Segment Start: Task material

PR #2935, opened 2017-01-20
Query settings

dwijnand:
Builds on #2934.

WIP, just to share with @eed3si9n.


main/src/main/scala/sbt/internal/CommandExchange.scala
```diff
@@ -74,7 +74,7 @@ private[sbt] final class CommandExchange {
       def onIncomingSocket(socket: Socket): Unit =
         {
           s.log.info(s"new client connected from: ${socket.getPort}")
-          val channel = new NetworkChannel(newChannelName, socket)
+          val channel = new NetworkChannel(newChannelName, socket, s)
```
eed3si9n: NetworkChannel represents a connection from some user. I don't think a state object should be owned by it since it's sort of misleading since the "state" there represents a past state.
I think a better approach is to pass in `(onQuery: Query => Unit)` here that it can call back, and handle query in the `CommandExchange`.

main/src/main/scala/sbt/internal/server/NetworkChannel.scala
```diff
@@ -71,15 +71,24 @@ final class NetworkChannel(val name: String, connection: Socket, state: State) e
...
+  }
+
   def shutdown(): Unit = {
     println("Shutting down client connection")
     running.set(false)
     out.close()
   }
 }
+
+final case class GetSettingReq[A](settingKey: SettingKey[A]) extends CommandMessage
```
eed3si9n: 1. Probably move to protocol subproject. 
2. Rename to `SettingQuery`?
3. Avoid case class.

main/src/main/scala/sbt/internal/server/NetworkChannel.scala
```diff
@@ -71,15 +71,24 @@ final class NetworkChannel(val name: String, connection: Socket, state: State) e
...
+final case class GetSettingRsp[A](value: Option[A]) extends EventMessage
```
eed3si9n: 1. Probably move to protocol subproject.
2. Rename to `SettingEvent`?
3. Avoid case class.

eed3si9n (changes requested):
A few comments.

main/src/main/scala/sbt/internal/server/NetworkChannel.scala
dwijnand: Yeah, that's the WIP part. Not sure about "SettingEvent", could be confusing.

eed3si9n: `SettingQueryResponse`?

main/src/main/scala/sbt/internal/CommandExchange.scala
dwijnand: In terms of "past state" I think using `onQuery: Query => Unit ` would amount to the same thing.

Imo, let's go with what works, and then use test cases to correct it.

eed3si9n: It might work but I see it more of a breach of responsibility.

main/src/main/scala/sbt/internal/server/NetworkChannel.scala
dwijnand: It breaks my natural vertical alignment, but sure.

main/src/main/scala/sbt/internal/server/NetworkChannel.scala
dwijnand: Because SettingKey is defined in main-settings it's not trivial to move this to the protocol subproject.

dwijnand: Also can't define this in the Contraband Schema Language: https://github.com/sbt/contraband/issues/74

dwijnand:
Looks like this using `telnet`:

```
{"type":"SettingQuery","setting":"scalaVersion"}
{"type":"SettingQueryResponse","values":["2.12.1"]}
{"type":"SettingQuery","setting":"organization"}
{"type":"SettingQueryResponse","values":["com.dwijnand"]}
{"type":"SettingQuery","setting":"homepage"}
{"type":"SettingQueryResponse","values":["None"]}
```

eed3si9n:
Why do we get multiple values back? If it's because of project aggregation, we probably should remove that and force the client to pass in fully qualified settings.

dwijnand:
At least from aggregation. Maybe something else too. Delegation is also involved. I'm not sure if that's configuration delegation or project delegation.

Ultimately I was emulating show, except with structured dara rather than println toString.

By "fully qualified" do you mean it can't depend on the "current" project? What about depending on configuration delegation?

eed3si9n:
> By "fully qualified" do you mean it can't depend on the "current" project? 

No. The notion of current project shouldn't exist in querying as it's state dependent.

> What about depending on configuration delegation?

I think that's fine as long as it's stable. (It is right?)

dwijnand:
> > By "fully qualified" do you mean it can't depend on the "current" project?
> No. The notion of current project shouldn't exist in querying as it's state dependent.

OK, then that means creating alternative parsers for the string.

> > What about depending on configuration delegation?
> I think that's fine as long as it's stable. (It is right?)

It's not stable across reloads (or reboots) I assume, FWIW.

dwijnand:
@eed3si9n:

+ [x] `NetworkChannel` no longer owns a `State`
+ [x] data types moved to protocol project
+ [x] renamed to `SettingQuery`/`SettingQueryResponse`
+ [x] avoided case class, used CSL
+ [x] Removed use of aggregation
+ [x] Removed dependency on the current/session project, allows for explicit project/ThisBuild/Global

Could you give this a quick once over?

dwijnand:
Trailing concerns:

+ stale State (e.g change a file, reload on server, query settings returns old values)
+ proper structured JSON (i.e don't toString)

dwijnand:
I rebased on latest 1.0.x and remove the upgrade of the sbt-contraband plugin as it depends on a breaking bincompat change in sjson-new that was failing the tests, which I CBA to deal with right now.

> java.lang.NoClassDefFoundError: sjsonnew/LNil$

eed3si9n (approved):

eed3si9n:
Merged!

PR #3015, opened 2017-03-14
Fix #3013: ScriptedPlugin: Add support for paginated tests

### LINKED ISSUE #3013: ScriptedPlugin: Add support for paginated tests (scripted foo/*1of3)
This is another issue like https://github.com/sbt/sbt/issues/2601 where `ScriptedPlugin` is less powerful than the internal `Scripted` used by sbt, which supports paginated tests which are very useful when running on a CI: https://github.com/sbt/sbt/commit/5d5d7a6c0551beaeefffce61638ac0c8c29e57ec

smarter:
This was already supported in the internal Scripted used by sbt but not
in the ScriptedPlugin. This is fixed by just copy-pasting the modified
parser. We will have to wait for sbt itself to be built using an sbt
with the upgraded ScriptedPlugin to be able to avoid the code duplication.

### DIFF
--- a/notes/0.13.14/paginate_scripted_tests.md
+++ b/notes/0.13.14/paginate_scripted_tests.md
@@ -1,0 +1,12 @@
+### Improvements
+
+- ScriptedPlugin: Add the ability to paginate scripted tests.
+  It is now possible to run a subset of scripted tests in a directory at once,
+  for example:
+  ```
+  scripted source-dependencies/*1of3
+  ```
+  Will create three pages and run page 1. This is especially useful when running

Segment End: Task material

Each line above must be retyped exactly.

--- Task answer ---
PR #2935, opened 2017-01-20
Query settings

dwijnand:
Builds on #2934.

WIP, just to share with @eed3si9n.


main/src/main/scala/sbt/internal/CommandExchange.scala
```diff
@@ -74,7 +74,7 @@ private[sbt] final class CommandExchange {
       def onIncomingSocket(socket: Socket): Unit =
         {
           s.log.info(s"new client connected from: ${socket.getPort}")
-          val channel = new NetworkChannel(newChannelName, socket)
+          val channel = new NetworkChannel(newChannelName, socket, s)
```
eed3si9n: NetworkChannel represents a connection from some user. I don't think a state object should be owned by it since it's sort of misleading since the "state" there represents a past state.
I think a better approach is to pass in `(onQuery: Query => Unit)` here that it can call back, and handle query in the `CommandExchange`.

main/src/main/scala/sbt/internal/server/NetworkChannel.scala
```diff
@@ -71,15 +71,24 @@ final class NetworkChannel(val name: String, connection: Socket, state: State) e
...
+  }
+
   def shutdown(): Unit = {
     println("Shutting down client connection")
     running.set(false)
     out.close()
   }
 }
+
+final case class GetSettingReq[A](settingKey: SettingKey[A]) extends CommandMessage
```
eed3si9n: 1. Probably move to protocol subproject. 
2. Rename to `SettingQuery`?
3. Avoid case class.

main/src/main/scala/sbt/internal/server/NetworkChannel.scala
```diff
@@ -71,15 +71,24 @@ final class NetworkChannel(val name: String, connection: Socket, state: State) e
...
+final case class GetSettingRsp[A](value: Option[A]) extends EventMessage
```
eed3si9n: 1. Probably move to protocol subproject.
2. Rename to `SettingEvent`?
3. Avoid case class.

eed3si9n (changes requested):
A few comments.

main/src/main/scala/sbt/internal/server/NetworkChannel.scala
dwijnand: Yeah, that's the WIP part. Not sure about "SettingEvent", could be confusing.

eed3si9n: `SettingQueryResponse`?

main/src/main/scala/sbt/internal/CommandExchange.scala
dwijnand: In terms of "past state" I think using `onQuery: Query => Unit ` would amount to the same thing.

Imo, let's go with what works, and then use test cases to correct it.

eed3si9n: It might work but I see it more of a breach of responsibility.

main/src/main/scala/sbt/internal/server/NetworkChannel.scala
dwijnand: It breaks my natural vertical alignment, but sure.

main/src/main/scala/sbt/internal/server/NetworkChannel.scala
dwijnand: Because SettingKey is defined in main-settings it's not trivial to move this to the protocol subproject.

dwijnand: Also can't define this in the Contraband Schema Language: https://github.com/sbt/contraband/issues/74

dwijnand:
Looks like this using `telnet`:

```
{"type":"SettingQuery","setting":"scalaVersion"}
{"type":"SettingQueryResponse","values":["2.12.1"]}
{"type":"SettingQuery","setting":"organization"}
{"type":"SettingQueryResponse","values":["com.dwijnand"]}
{"type":"SettingQuery","setting":"homepage"}
{"type":"SettingQueryResponse","values":["None"]}
```

eed3si9n:
Why do we get multiple values back? If it's because of project aggregation, we probably should remove that and force the client to pass in fully qualified settings.

dwijnand:
At least from aggregation. Maybe something else too. Delegation is also involved. I'm not sure if that's configuration delegation or project delegation.

Ultimately I was emulating show, except with structured dara rather than println toString.

By "fully qualified" do you mean it can't depend on the "current" project? What about depending on configuration delegation?

eed3si9n:
> By "fully qualified" do you mean it can't depend on the "current" project? 

No. The notion of current project shouldn't exist in querying as it's state dependent.

> What about depending on configuration delegation?

I think that's fine as long as it's stable. (It is right?)

dwijnand:
> > By "fully qualified" do you mean it can't depend on the "current" project?
> No. The notion of current project shouldn't exist in querying as it's state dependent.

OK, then that means creating alternative parsers for the string.

> > What about depending on configuration delegation?
> I think that's fine as long as it's stable. (It is right?)

It's not stable across reloads (or reboots) I assume, FWIW.

dwijnand:
@eed3si9n:

+ [x] `NetworkChannel` no longer owns a `State`
+ [x] data types moved to protocol project
+ [x] renamed to `SettingQuery`/`SettingQueryResponse`
+ [x] avoided case class, used CSL
+ [x] Removed use of aggregation
+ [x] Removed dependency on the current/session project, allows for explicit project/ThisBuild/Global

Could you give this a quick once over?

dwijnand:
Trailing concerns:

+ stale State (e.g change a file, reload on server, query settings returns old values)
+ proper structured JSON (i.e don't toString)

dwijnand:
I rebased on latest 1.0.x and remove the upgrade of the sbt-contraband plugin as it depends on a breaking bincompat change in sjson-new that was failing the tests, which I CBA to deal with right now.

> java.lang.NoClassDefFoundError: sjsonnew/LNil$

eed3si9n (approved):

eed3si9n:
Merged!

PR #3015, opened 2017-03-14
Fix #3013: ScriptedPlugin: Add support for paginated tests

### LINKED ISSUE #3013: ScriptedPlugin: Add support for paginated tests (scripted foo/*1of3)
This is another issue like https://github.com/sbt/sbt/issues/2601 where `ScriptedPlugin` is less powerful than the internal `Scripted` used by sbt, which supports paginated tests which are very useful when running on a CI: https://github.com/sbt/sbt/commit/5d5d7a6c0551beaeefffce61638ac0c8c29e57ec

smarter:
This was already supported in the internal Scripted used by sbt but not
in the ScriptedPlugin. This is fixed by just copy-pasting the modified
parser. We will have to wait for sbt itself to be built using an sbt
with the upgraded ScriptedPlugin to be able to avoid the code duplication.

### DIFF
--- a/notes/0.13.14/paginate_scripted_tests.md
+++ b/notes/0.13.14/paginate_scripted_tests.md
@@ -1,0 +1,12 @@
+### Improvements
+
+- ScriptedPlugin: Add the ability to paginate scripted tests.
+  It is now possible to run a subset of scripted tests in a directory at once,
+  for example:
+  ```
+  scripted source-dependencies/*1of3
+  ```
+  Will create three pages and run page 1. This is especially useful when running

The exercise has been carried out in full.